It is obviously a minimalist GUI that does not offer much more than a short main menu and five buttons in total. Per se, this workspace does not look like an organized interface that will ease your work.
Fortunately, other programmes can fix that. RStudio is one of them.
RStudio is an integrated development environment (IDE) for the R language. RStudio runs R “in the background”, and replaces its minimalist interface with its own. This means that you do not lose anything of R’s power, you simply work with it from a different perspective.
Figure 1.2 shows RStudio’s GUI.
This interface is more complexe and organized.
The script editor (top left) is more advanced and equipped with a syntax highlighter, which will prove useful when writing code.
Many functions (console, file explorer, etc) are available and dispatched in panes and tabs.
A significant benefit of using RStudio is the possibility to create and manage projects.
Projects let you organize your tasks and load only the files and packages that you define as necessary for the workflow.
We will further describe RStudio’s interface in section 3.1 and how to set up projects in section 5. For now, let’s install everything we need, starting with R and RStudio.
There are several ways to install R and RStudio on your machine, depending on whether you are a UiB/NTNU student or staff, or neither. The following sections give you the way to proceed in most cases.
UiB students can access and download R and RStudio, through the Third Party Portal (apps.uib.no). Simply go to apps.uib.no, search for R and RStudio and install both on your machine. You will find information about how to log on and use the Third Party Portal for the first time here in Mitt UiB.
UiB staff working on a client setup machine shall use the app “Software Center” (Windows 10) or “Managed Software Center” (Mac OS) to install R and RStudio. You will find help with programme installation here (Windows) and there (Mac OS).
UiB staff who wish to install R and RStudio on a private machine can use the Third Party Portal (apps.uib.no). Simply go to apps.uib.no, search for R and RStudio and install both on your machine. You will find information about how to log on and use the Third Party Portal here in Mitt UiB.
NTNU students can access and download many programmes, including R and RStudio, through the software.ntnu.no. Simply go to software.ntnu.no, search for R and RStudio and install both on your machine.
NTNU staff working on a client setup Windows machine shall use the app “Software Center” that comes preinstalled to install R and RStudio. A description of how to find and use Software Center can be found here. Search for R and RStudio in “Applications”, and install both on your machine.

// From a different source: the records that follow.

PR #512, opened 2015-08-11
S3 backups fail if no prefix is used

ponychicken:
`bucket.list(prefix='/')` is an empty list, while `bucket.list(prefix='')` works correctly.


ponychicken:
Ideally we would patch duplicity to also report file sizes in collection status (see https://bugs.launchpad.net/duplicity/+bug/432092).

Issue #516, opened 2015-08-15
Problem with certificate verification on OpenVZ servers


fxaguessy:
Hello,

First, thanks a for this amazing project !

I had a problem with the certificate verification on the VPS on which I installed Mail-in-a-Box. 

I could not upload a SSL certificate with custom verification chain, and even if I added it manually on `/home/user-data/ssl`, I always had *"Certificate has a problem: There is a problem with the SSL certificate."* error message.  

I finally found where the problem come from.  It is something similar to the one corrected by 4f98d470 . This VPS of OVH is build on OpenVZ, and thus (don't ask me why !) do not have either `/dev/sdout`nor `/dev/sdin`. Thus, the certificate verification with more than 1 certificate does not work (cf https://github.com/mail-in-a-box/mailinabox/blob/master/management/status_checks.py#L711).

I fixed this problem by dumping the certificate to check in a temporary file which I pass as parameter to openssl. Do you want me to propose it as a PR ?

JoshData:
Hello.

OpenVZ is broken, in my mind. So I won't accept a patch that writes to a file. Does `/proc/self/fd/0` exist on your system? Replacing `/dev/stdin` with that might fix this for everyone.

fxaguessy:
I agree for OpenVZ, but having a VPS to 2€/months is very attractive...

Yes, `/proc/self/fd/0` exist on my system, and I just tried with it, and it works great. 
Thanks for your help !

JoshData:
Could you submit a PR that makes that change?

JoshData:
Fixed by the PR above.

PR #517, opened 2015-08-15
fix problem with certificate verification on OpenVZ servers

fxaguessy:
Fix problem described in #516.


JoshData:
Thanks!

fxaguessy:
Thank you for your reactivity !

Issue #520, opened 2015-08-18
sa-learn --ham is being run when email is deleted (including when deleting from Spam folder)


derekrspencer:
I've been using mailinabox for several weeks now and I'm really impressed at how polished it is.  Thank you for all your hard work.

I've noticed that the antispam-plugin configuration is not ignoring deleted email (mail sent to a trash folder).  This causes a big problem because if someone decides to "clean up" their Spam folder by deleting all of the emails, then sa-learn --ham is run on what is mostly correctly caught spam messages.  This causes big problems with the accuracy of the bayes scoring!  It should really only be learning ham if someone drags the email to a non-Trash folder.

I've added the following line into /etc/dovecot/conf.d/99-local-spampd.conf:

antispam_trash_pattern_ignorecase = trash;Deleted *

Can we get this added into the code so we're not learning caught spam as ham when users "clean up their spam".

JoshData:
Wow, nice catch. Although, if the antispam plugin is actually working for you at all (improving filtering) then I think you'd be the first!

Could you submit a PR to edit https://github.com/mail-in-a-box/mailinabox/blob/master/setup/spamassassin.sh#L94?

JoshData:
(Also, if you submit a PR, please indicate if and how you tested the change to verify it worked.)

derekrspencer:
I've submitted a pull request.  the antispam plugin worked for me.  Something to be aware of is that bayes scoring is not performed until there are 200 examples each of ham and spam in the bayes database.  It will improve the filtering, once the bayes db has enough information.

FWIW, I decided to start with a fresh/empty bayes database again upon discovering that I had been "poisoning" it myself by learning spam messages as ham.

JoshData:
Fixed via #523.

PR #523, opened 2015-08-20
Fix antispam-plugin config problem in #520

derekrspencer:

Alternatively, go to software.ntnu.no, search for R and RStudio and install both.
Go to The Comprehensive R Archive Network. In the top section “Download and Install R”, click on the link that matches your platform and follow the instructions to install the version of R designed for your OS.
Go to RStudio’s website and download the free version of RStudio Desktop made for your OS. Install it on your machine.
Now that both R and RStudio are installed on your machine, you are ready to start. Note that you do not need to do anything to link RStudio to R or vice versa. Everything should be ready to use.
The interface is divided into 3 panes:
Console
, Terminal
and Jobs
,Environment
, History
, Connections
and Tutorial
,Files
, Plots
, Packages
, Help
and Viewer
.In the upcoming sections, we will see what these tabs are made for (NB: only the tabs in bold will be dealt with here).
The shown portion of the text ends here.